Unsane
Director Steven Soderbergh who
is famous for his cutting edge eclectic story telling with films from “Sex,
Lies and Video Tape”, “Oceans 11” to “The Girlfriend Experience” (both a film and
TV show now) now takes his vision towards a psychological path and turn with his latest project in the film called “Unsane”. A story shot entirely on an I-phone,
Soderbergh develops a story largely around just one fearless character named Sawyer Valentini
played by actress Claire Foy who is currently on the acclaimed show “The Crown”
playing Queen Elizabeth II.
At the onset we see Sawyer who
has just relocated from Boston to Pennsylvania to escape from the man who's
been stalking her for the last two years. While consulting with a therapist
about her concerns, Valentini unwittingly signs in for a voluntary 24-hour
commitment to the Highland Creek Behavioral Center. Her stay at the facility
soon gets extended when doctors and nurses begin to question her sanity. Sawyer
now believes that one of the staffers is her stalker and she'll do whatever it
takes to stay alive and fight her way out.
REVIEW: “Unsane”
early on had some very compelling moments that were both thrilling and creepy while evoking a genuine sense of the "who done it" experience with some smart execution.The viewing audience from the very beginning is thrust into actually questioning whether Sawyer is insane or not? Or is she just imagining she is insane? Or are the people working at the hospital insane? Or is this story just a dream about being trapped in a hospital of insane people? And with
a running time of 1:47 minutes it is around the 1 hour mark that we have a definitive
answer to those many questions. But what transpires next, specifically in the
remaining 47 minutes is an exercise of clever manipulative directing on Soderbergh’s part
by conjuring up some universal fears such as issues involving claustrophobia, paranoia, being
out of control, being distress, being assaulted in your sleep and having
other people control your fate without you ever having any say. Does
it work? Well mostly yes and sometimes no?

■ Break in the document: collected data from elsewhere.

PR #10, opened 2022-07-22
feat: rfc for burning

SWvheerden:
Description
---
This will us to do burns on UTXOs. 

Motivation and Context
---
Many second layer functionality requires the burning of main chain coins. This will enable Tari to be burned and be removed from the emission.

### DIFF
--- a/src/RFC-0122_Burning.md
+++ b/src/RFC-0122_Burning.md
@@ -1,6 +1,6 @@
-# RFC-0122/Burning
+# RFC-0260/Burning
 
-## Base Layer Consensus
+## Consensus-level burn transactions
 
 ![status: draft](theme/images/status-draft.svg)
 
@@ -62,8 +62,8 @@ to denote burned coins. Using [RFC-0201: TariScript](RFC-0201_TariScript.md), Ta
 remove the coins from circulation. This RFC details a method to remove coins from circulation permanently.
 
 An excellent example of using burned coins is for a [Perpetual One-way Peg](https://medium.com/@RubenSomsen/21-million-bitcoins-to-rule-all-sidechains-the-perpetual-one-way-peg-96cb2f8ac302) this allows users 
-create utility tokens on a sidechain or in Tari's case the Dan. By not allowing funds to be moved back, the sidechain gets a total utilitarian value
-. All value speculation will be removed as the sidechain will only ever be as valuable as the main coin.
+create utility tokens on a sidechain or in Tari's case the DAN. By not allowing funds to be moved back, the sidechain gains an auditable total utilitarian value
+. Value speculation is largely removed as the sidechain will only ever be as valuable as value of coins burnet in the peg.
 
 
 ## Introduction
@@ -117,7 +117,7 @@ pub struct TransactionKernel {
 
 }
 ```
-Each kernel also has a field called [KernelFeatures](https://github.com/tari-project/tari/blob/2ca06724f0ab7c63eb0b6caab563372f353f4348/base_layer/core/src/transactions/transaction_components/kernel_features.rs#L36) that unique properties of the kernel. These fields need to be expanded to include a burn type.
+Each kernel also has a field called [KernelFeatures](https://github.com/tari-project/tari/blob/2ca06724f0ab7c63eb0b6caab563372f353f4348/base_layer/core/src/transactions/transaction_components/kernel_features.rs#L36) that defines the properties of the kernel. The feature set needs to be expanded to include a burn type.
 Inside this field, we track every possible type of output. We need to add another type here called `BURNED_KERNEL`. 
 
 ```rust,ignore
@@ -137,11 +137,12 @@ This stops a node from publishing an aggregated inflated commitment in the kerne
 ### Consensus rules changes
 
 When a block or transaction is received with a burned output, there:
-* MUST be a kernel containing a commitment matching exactly one and only one output that is flagged as burned.
+* the number of `BURNED` outputs MUST equal the number of `BURNED_KERNEL` kernels exactly,
+* the commitment values of each burnt output MUST match the commitment value of each corresponding `BURNED_KERNEL` exactly.
 
 ### Chain balance equation changes 
 
-When checking the total chain emission, the following equation must hold:
+Currently, when checking the total chain emission, the following equation must hold:
 $$
 \begin{align}
 &\sum_i\mathrm{C_{i}} \stackrel{?}{=} E_l \cdot H + \sum_k\mathrm{K_k} + \text{offset}\\\\
@@ -153,7 +154,11 @@ $$
 \tag{1}
 $$
 
+To include burnt outputs in the balance, we can immediately mark burnt outputs as spent (and thus allow them to be pruned), and introduce the additional requirement of tracking the total sum of all burnt output commitments.
 
+This sum is easily verified by summing all `BURNED_KERNEL` commitments in the blockchain history. These are available to all nodes since the kernels are never pruned.
+
+The balance equation then becomes
 $$
 \begin{align}
 &\sum_i\mathrm{C_{i}} \stackrel{?}{=} E \cdot H + \sum_k\mathrm{K_k} + \text{offset} - \sum_m\mathrm{Cburn_{m}}\\\\
--- a/src/RFC-0122_Burning.md
+++ b/src/RFC-0122_Burning.md
@@ -61,9 +61,9 @@ Blockchains have used the burn method to destroy coins in circulation and block 
 to denote burned coins. Using [RFC-0201: TariScript](RFC-0201_TariScript.md), Tari can also use this method, but this does not explicitly
 remove the coins from circulation. This RFC details a method to remove coins from circulation permanently.
 
-A very good example of using burned coins is for a [Perpetual One-way Peg](https://medium.com/@RubenSomsen/21-million-bitcoins-to-rule-all-sidechains-the-perpetual-one-way-peg-96cb2f8ac302) this allows users 
+An excellent example of using burned coins is for a [Perpetual One-way Peg](https://medium.com/@RubenSomsen/21-million-bitcoins-to-rule-all-sidechains-the-perpetual-one-way-peg-96cb2f8ac302) this allows users 
 create utility tokens on a sidechain or in Tari's case the Dan. By not allowing funds to be moved back, the sidechain gets a total utilitarian value
-and all value speculation will be removed as the sidechain will only ever be as valuable as the main coin.
+. All value speculation will be removed as the sidechain will only ever be as valuable as the main coin.
 
 
 ## Introduction
@@ -71,9 +71,13 @@ and all value speculation will be removed as the sidechain will only ever be as 
 To completely remove coins from circulation, we need to mark outputs as burned, and we need to change the balance equation to
 allow pruned nodes and non pruned nodes to still verify the integrity and emission of Tari.
 
+### TL;DR
+In order to get burns working, we flag each desired output as burned with a flag. To calculate the emission of the network, we need
+to store the commitment of the burned output in a kernel. This will allow any pruned node to verify the emission of the network and all burned outputs. 
+
 ### Transaction output changes
 
-Currently, each transaction output has a field called [OutputFeatures](https://github.com/tari-project/tari/blob/f7f913c873c9f5d373f99149e52c26a0dd32f03f/base_layer/core/src/transactions/transaction_components/output_features.rs#L62) that tracks the unique properties of each output. 
+Each transaction output has a field called [OutputFeatures](https://github.com/tari-project/tari/blob/f7f913c873c9f5d373f99149e52c26a0dd32f03f/base_layer/core/src/transactions/transaction_components/output_features.rs#L62) that tracks the unique properties of each output. 
 Inside this field, we track every possible type of output. We need to add another type here called burned. 
 
 ```rust,ignore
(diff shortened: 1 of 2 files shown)


src/RFC-0122_Burning.md
```diff
@@ -0,0 +1,193 @@
...
+& \text{for each output}, i, \\\\
+& \text{for each input}, j, \\\\
+& \text{for each kernel excess}, k \\\\
+& \textit{offset }\text{is the total kernel offset} \\\\
+& \text{and }V_l \text{ is the block reward for block } l\\\\
+\end{align}
+\tag{2}
+$$
+
+This equation need to be modified to allow checking the burned number as well, so we change it to:
```
stringhandler, line 133:
```suggestion
This equation needs to be modified to allow checking the burned number as well, so we change it to:
```

src/RFC-0122_Burning.md
```diff
@@ -0,0 +1,193 @@
...
+\begin{align}
+burned\_total = \sum_j\mathrm{C_{j}}  \\\\
+\text{for burned output}, i, \\\\
+\end{align}
+\tag{1}
+$$
+
+### Block propagation consensus rules changes
+
+When a block is received, a base node will typically check the following equation to ensure that the emission is correct:
```
stringhandler, line 120: Thi Latex doesn't seem to render in Github's markdown, but it might be fine in mdbook

src/RFC-0122_Burning.md
```diff
@@ -0,0 +1,193 @@
...
+& \textit{offset }\text{is the total kernel offset} \\\\
+& \text{and }V_l \text{ is the block reward for block } l\\\\
+\end{align}
+\tag{3}
+$$
+
+We make the following additions to the consensus rules that block propagation must be checked.
+
+When a node receives a block with the node:
+* MUST for each output marked as burned, flag that output as spent immediately upon inserting it as an unspent output.
```
stringhandler, line 150:
```suggestion
* MUST for each output marked as burned, flag that output as spent immediately upon inserting it as an output. 
```

stringhandler (commented):
I would also add to the header:
A merkle mountain range root and length of all the commitments in the burnt set, so that another chain can create a merkle proof that a commitment has been burnt on Tari. The length of the MMR is added for the same reason as the kernel and output lengths.

src/RFC-0122_Burning.md
SWvheerden: Yeah github does not render correctly

src/RFC-0122_Burning.md
```diff
@@ -115,6 +115,27 @@ burned\_total = \sum_j\mathrm{C_{j}}  \\\\
 \tag{1}
 $$
 
+### Creation of burned output
+
+When creating the output, we need to be able to generate a Proof of Burn for the burned output. 
+In the header, we already commit to each and every [UTXO] ever created. There already is a proof of the existence
+for this burned output, but this proof is only to the complete output and not just the commitment.
```
stringhandler, line 122:
```suggestion
for this burned output, but this proof is only for the complete output and not just the commitment. 
```

src/RFC-0122_Burning.md
```diff
@@ -115,6 +115,27 @@ burned\_total = \sum_j\mathrm{C_{j}}  \\\\
 \tag{1}
 $$
 
+### Creation of burned output
+
+When creating the output, we need to be able to generate a Proof of Burn for the burned output. 
+In the header, we already commit to each and every [UTXO] ever created. There already is a proof of the existence
+for this burned output, but this proof is only to the complete output and not just the commitment. 
+
+To get around this, we enforce default values for most of the output except the version and commitment field.
```
stringhandler, line 124: I don't like this approach. Feels very hacky

src/RFC-0122_Burning.md
```diff
@@ -115,6 +115,27 @@ burned\_total = \sum_j\mathrm{C_{j}}  \\\\
...
 
+### Creation of burned output
+
+When creating the output, we need to be able to generate a Proof of Burn for the burned output. 
+In the header, we already commit to each and every [UTXO] ever created. There already is a proof of the existence
+for this burned output, but this proof is only to the complete output and not just the commitment. 
+
+To get around this, we enforce default values for most of the output except the version and commitment field. 
+
+And the output, when burned, MUST have the following field values
```
stringhandler, line 126: I don't like these requirements. It is limiting because other chains might also want to use this functionality, and they might need a specific metadata, or script

src/RFC-0122_Burning.md
```diff
@@ -181,6 +202,46 @@ $$
 
 When verifying total chain emission, equation (5) MUST hold.
 
+
+### Option 2 for Proof of burn
+
+If we don't want to look into the output MMR, we can include a second MMR root and size counter to the header to track the commitment.
```
stringhandler, line 208:
```suggestion
If we don't want to look into the output MMR, we can add a second MMR root and size counter to the header to track the commitment. 
```

src/RFC-0122_Burning.md
```diff
@@ -181,6 +202,46 @@ $$
...
+}
+```
+
+[burned_mr]: #burned_mr "Burned Merkle root"
+
+This is the Merkle root of the burned outputs.
+
+The kernel_mr MUST conform to the following:
+
+* Must be transmitted as an array of unsigned 8-bit integers (bytes) in little-endian format.
```
stringhandler, line 238: Rather add this info to the other relevant hashing RFC. 

It should also be hashed as a VarInt. 

Transfer doesn't really matter, since it is sent via Protobuf

stringhandler (commented):
I much prefer option 2

src/RFC-0122_Burning.md
SWvheerden: I want us to enforce these rules anyway, regardless of the route we go. I don't think there are any security gaps around allowing scripts etc on the burned outputs, but I don't think we should take that chance. As an additional benefit, this is smaller per output, if all the fields are essentially blank.

src/RFC-0122_Burning.md
SWvheerden: We should probably update the other consensus rfc then for the other hashes.

SWvheerden:
> I much prefer option 2

I am about 90% for option 1. 
I get why we would want an "easier" proof, but with implementation, I highly suspect that when implementing this we will use the existing methods and just ask for the utxo. I think option 2 will be an unused feature + data on the header. Therefore I propose we use method 1 when if/when we do want to do something like this.

src/RFC-0122_Burning.md
stringhandler: The space doesn't really make a difference, since these are pruned immediately. I'm not convinced these need to be blank

stringhandler:
Remember that outputs will need to be hashed according to versions. The hashed fields will not always be the same. That means a client must remember the entire output, or at a minimum, the commitment and the version, to generate the proof.

In addition, clients outside of the Tari ecosystem where these funds may need to be claimed now need to implement every hash version implemented in Tari, and they must implement it exactly correctly, otherwise they cannot verify the proof. It is much simpler for them to do a simple hash and Merkle proof of the commitment only

src/RFC-0122_Burning.md
```diff
@@ -0,0 +1,252 @@
...
+## Related Requests for Comment
+
+* [RFC-0100: Base Layer](RFC-0100_BaseLayer.md)
+* [RFC-0120: Consensus](RFC-0120_Consensus.md)
+
+## Description
+
+Blockchains have used the burn method to destroy coins in circulation and block their use forever. Most chains use a reclaimable address
+to denote burned coins. Using [RFC-0201: TariScript](RFC-0201_TariScript.md), Tari can also use this method, but this does not explicitly
+remove the coins from circulation. This RFC details a method to remove coins from circulation permanently.
```
CjS77, line 62: Add a paragraph explaining the motivation for adding this.(i.e. it serves as a Perpetual 1-way Peg for redeeming utility tokens on the DAN)

A link to [P1wP](https://medium.com/@RubenSomsen/21-million-bitcoins-to-rule-all-sidechains-the-perpetual-one-way-peg-96cb2f8ac302) as precedent would be good context too.

src/RFC-0122_Burning.md
```diff
@@ -0,0 +1,252 @@
...
+
+
+## Introduction
+
+To completely remove coins from circulation, we need to mark outputs as burned, and we need to change the balance equation to
+allow pruned nodes and non pruned nodes to still verify the integrity and emission of Tari.
+
+### Transaction output changes
+
+Currently, each transaction output has a field called [OutputFeatures] that tracks the unique properties of each output.
```
CjS77, line 72: Link is broken

src/RFC-0122_Burning.md
CjS77: hmm.. for example, if you want to indicate on the second layer which side-chain the burned funds should be redeemed on; or provide a proof of ownership certificate in a script that can be picked up on the 2nd layer.

I think there are several use cases that we'd like to leverage with the metadata and script fields.

src/RFC-0122_Burning.md
```diff
@@ -0,0 +1,252 @@
...
+& \textit{offset }\text{is the total kernel offset} \\\\
+& \text{and }V_l \text{ is the block reward for block } l\\\\
+\end{align}
+\tag{3}
+$$
+
+We make the following additions to the consensus rules that block propagation must be checked.
+
+When a node receives a block with the node:
+* MUST for each output marked as burned, flag that output as spent immediately upon inserting it as an output.
```
CjS77, line 171: This is implicitly taken care of in the overall balance (5). As it's an implementation detail, it's not a MUST do.

src/RFC-0122_Burning.md
```diff
@@ -0,0 +1,252 @@
...
+pub struct BlockHeader {
+    /// Version of the block
+    pub version: u16,
+    ...
+    /// Sum of kernel offsets for all kernels in this block.
+    pub total_kernel_offset: BlindingFactor,
+    /// Sum of script offsets for all kernels in this block.
+    pub total_script_offset: BlindingFactor,
+    /// Sum of all burned output commitments in this block.
+    pub burned_total: Commitment,
```
CjS77, line 100: I would actually propose making this the sum of burnt outputs in this block PLUS the value from the previous header (or ZERO if it's the genesis block). i.e. a running total of all BTXOs

src/RFC-0122_Burning.md
```diff
@@ -0,0 +1,252 @@
...
+    /// Nonce increment used to mine this block.
+    pub nonce: u64,
+    /// Proof of work summary
+    pub pow: ProofOfWork,
+}
+```
+
+This field must contain the sum of all the commitments of all outputs in the block marked as spent.
```
CjS77, line 108:
```suggestion
This field must contain the sum of all the commitments of all outputs in the block marked as BURNt. 
```

src/RFC-0122_Burning.md
CjS77: Surely the only change from the _status quo_ is that we must commit to the BURN flag somewhere in an MMR so it can never be unburnt. This in addition to a consensus rule forbidding BTXOs to be used as inputs, of course.

CjS77 (commented):
Some details to be fleshed out, but overall, looking good.

src/RFC-0122_Burning.md
stringhandler: I don't really have a preference here, so happy to go with that as well

SWvheerden: Any reason for this?
I thought about doing it that way but decided against it due to the fact of how we approach and validate blocks in code currently. 
When validating a block, we don't look at overall balance, we only do validation on the block. 
for example:
Is the reward correct for this block,
does this block balance, etc. 
We never do chain balance validation etc, we make the assumption that if the currently stored state is correct we only have to validate the delta and not the entire state again. We do the same with the offsets. This follows that mindset to only validate the delta.

stringhandler: We do `parent = prev.hash` and `height = prev.height + 1`, as well as checking MMR roots so I don't think there's much extra work in validating the running total vs total for the block.

src/RFC-0122_Burning.md
SWvheerden: mmm, okay, I have been convinced that we should not enforce anything here.

src/RFC-0122_Burning.md
SWvheerden: This has an effect on the MMR of the outputs. 
If an output is marked as spent, then that reflects on the bitmap of all spent outputs. And this gets committed to in the MMR of the outputs.

src/RFC-0122_Burning.md
SWvheerden: Don't get me wrong, it's definitely doable, 
This way just fits in better with the current validation and header checks. 
Hence why I asked if there is specifically a reason why we want to do it this way?

CjS77:
Another suggestion: `BURN` commitments should not be BTXOs at all.

Any transaction with a burn can must the commitment in the _kernel_ and cover it by the kernel signature.

Pros:
* It's signed, so pruned nodes will be able to validate the sum of burnt commitments. 
* Kernels are never pruned, so no extra logic required to maintain an accurate sum
* No changes to current output logic required.

Cons:
* Burns are associated with a kernel, which is a small privacy hit.

src/RFC-0122_Burning.md
```diff
@@ -0,0 +1,180 @@
...
+
+## Description
+
+Blockchains have used the burn method to destroy coins in circulation and block their use forever. Most chains use a reclaimable address
+to denote burned coins. Using [RFC-0201: TariScript](RFC-0201_TariScript.md), Tari can also use this method, but this does not explicitly
+remove the coins from circulation. This RFC details a method to remove coins from circulation permanently.
+
+An excellent example of using burned coins is for a [Perpetual One-way Peg](https://medium.com/@RubenSomsen/21-million-bitcoins-to-rule-all-sidechains-the-perpetual-one-way-peg-96cb2f8ac302) this allows users 
+create utility tokens on a sidechain or in Tari's case the Dan. By not allowing funds to be moved back, the sidechain gets a total utilitarian value
+. All value speculation will be removed as the sidechain will only ever be as valuable as the main coin.
```
CjS77, line 66:
```suggestion
. Value speculation is largely removed as the sidechain will only ever be as valuable as value of coins burnet in the peg.
```

src/RFC-0122_Burning.md
```diff
@@ -0,0 +1,180 @@
...
+    pub excess: Commitment,
+    /// An aggregated signature of the metadata in this kernel, signed by the individual excess values and the offset
+    /// excess of the sender.
+    pub excess_sig: Signature,
+    /// This is an optional field that must be set if the transaction contains a burned output.
+    pub burn_commitment: Option<Commitment>,
+
+}
+```
+Each kernel also has a field called [KernelFeatures](https://github.com/tari-project/tari/blob/2ca06724f0ab7c63eb0b6caab563372f353f4348/base_layer/core/src/transactions/transaction_components/kernel_features.rs#L36) that unique properties of the kernel. These fields need to be expanded to include a burn type.
```
CjS77, line 120:
```suggestion
Each kernel also has a field called [KernelFeatures](https://github.com/tari-project/tari/blob/2ca06724f0ab7c63eb0b6caab563372f353f4348/base_layer/core/src/transactions/transaction_components/kernel_features.rs#L36) that defines the properties of the kernel. The feature set needs to be expanded to include a burn type.
```

src/RFC-0122_Burning.md
```diff
@@ -0,0 +1,180 @@
...
+
+For each burned output in a transaction, there needs to be a kernel. This means that if a transaction has two burned outputs, it needs at least two kernels. 
+This stops a node from publishing an aggregated inflated commitment in the kernel. 
+
+
+
+### Consensus rules changes
+
+When a block or transaction is received with a burned output, there:
+* MUST be a kernel containing a commitment matching exactly one and only one output that is flagged as burned.
```
CjS77, line 140:
```suggestion
* the number of `BURNED` outputs MUST equal the number of `BURNED_KERNEL` kernels exactly,
* the commitment values of each burnt output MUST match the commitment value of each corresponding `BURNED_KERNEL` exactly.
```

src/RFC-0122_Burning.md
```diff
@@ -0,0 +1,180 @@
...
+
+### Chain balance equation changes 
+
+When checking the total chain emission, the following equation must hold:
```
CjS77, line 144:
```suggestion
Currently, when checking the total chain emission, the following equation must hold:
```

src/RFC-0122_Burning.md
```diff
@@ -0,0 +1,180 @@
...
+&\sum_i\mathrm{C_{i}} \stackrel{?}{=} E_l \cdot H + \sum_k\mathrm{K_k} + \text{offset}\\\\
+& \text{for each unspent output}, i, \\\\
+& \text{for each kernel excess}, k \\\\
+& \textit{offset }\text{is the total kernel offset} \\\\
+& \text{and }E_l\text{ is total emission up to block } l\\\\
+\end{align}
+\tag{1}
+$$
+
+
```
CjS77, line 156:
```suggestion
To include burnt outputs in the balance, we can immediately mark burnt outputs as spent (and thus allow them to be pruned), and introduce the additional requirement of tracking the total sum of all burnt output commitments.

This sum is easily verified by summing all `BURNED_KERNEL` commitments in the blockchain history. These are available to all nodes since the kernels are never pruned.

The balance equation then becomes
```

stringhandler (approved):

On the “yes” part I liked “Unsane”
mostly because it pushed the envelope in a dramtically smart and imaginative way of an old story
that we have seen many times before in film and real life about women simply not being believed. This film's story is an especially relevant through the real life prism of the current "Me Too Movement" in those well documented instances where
women when compelled to speaking out to relay their feelings and concerns about some male threat
in their lives, having others in authority universally
dismiss those concerns as the woman being “overly emotional”. And even when the woman has demonstrative proof to verify otherwise, they are still dismssed as "not being a big deal" in the larger scheme of things.. And while in “Unsane” Sawyer experienced
these very same problems, what was refreshing about her story‘s track was she
never let herself become a victim to the events happening around her by just sitting
idly by waiting for that masculine figure to rescue her in the nick of time. Sawyer in "Unsane" was ferocious and let everyone know she was ferocious to the very end.
On the “no” part, “Unsane’ did
spiral downward briefly here and there with some predictable cliche scenes that were meant
to be clever twists and turns in the plot. They were not that clever, especially if you can
see them coming with a screenplay that gave up the game of the situation of why she was being
forcible kept in “commitment”. On a couple occasions the writing just gave away too much up far too early.
"Unsane" is deliciously weird, deliciously creepy and deliciously gritty with directorial
craftsmanship that still had me glued to a bulk of the film's story with intrigue throughout. And in spite of some minor flaws that took some of the guessing away from what Sawyers’ eventual fate would be I still found “Unsane” to be insanely good.